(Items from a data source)

* * *

PR #56960, opened 2025-06-18
Fix/systemd unit tests

89luca89:
Failing tests are because systemd-tests cannot detect us as a container-like solution and assumes we're a full system
So we manually skip what previously was automatically skipped by their checks.

Also we will add to the init the creation of `/.dockerenv` to trick other software to treat us more like a container than a full VM

Fix: https://github.com/chainguard-dev/prodsec/issues/313


zmarano (dismissed):

egibs (dismissed):

systemd.yaml
```diff
@@ -181,7 +182,8 @@ subpackages:
             -s test-tpm2 \
             -s test-fd-util \
             -s test-fstab-generator.sh \
-            -s test-rm-rf
+            -s test-rm-rf \
+            -s test-execute
```
zmarano, line 191: Looks like you need to also skip `test-mount-util` and `test-namespace`

89luca89: They should be auto-skipped now as they detect `/.dockerenv` we're adding now

89luca89: I see they're failing because first they need the new microvm-init, I'll explicitly add them

89luca89: Now PR depends on https://github.com/wolfi-dev/os/pull/56962

89luca89:
Depedns on PR: 

- https://github.com/wolfi-dev/os/pull/56962

zmarano (approved):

* * *

[TASK REQUIREMENTS] Give the data again, exactly as written.

[RESULT]
PR #56960, opened 2025-06-18
Fix/systemd unit tests

89luca89:
Failing tests are because systemd-tests cannot detect us as a container-like solution and assumes we're a full system
So we manually skip what previously was automatically skipped by their checks.

Also we will add to the init the creation of `/.dockerenv` to trick other software to treat us more like a container than a full VM

Fix: https://github.com/chainguard-dev/prodsec/issues/313


zmarano (dismissed):

egibs (dismissed):

systemd.yaml
```diff
@@ -181,7 +182,8 @@ subpackages:
             -s test-tpm2 \
             -s test-fd-util \
             -s test-fstab-generator.sh \
-            -s test-rm-rf
+            -s test-rm-rf \
+            -s test-execute
```
zmarano, line 191: Looks like you need to also skip `test-mount-util` and `test-namespace`

89luca89: They should be auto-skipped now as they detect `/.dockerenv` we're adding now

89luca89: I see they're failing because first they need the new microvm-init, I'll explicitly add them

89luca89: Now PR depends on https://github.com/wolfi-dev/os/pull/56962

89luca89:
Depedns on PR: 

- https://github.com/wolfi-dev/os/pull/56962

zmarano (approved):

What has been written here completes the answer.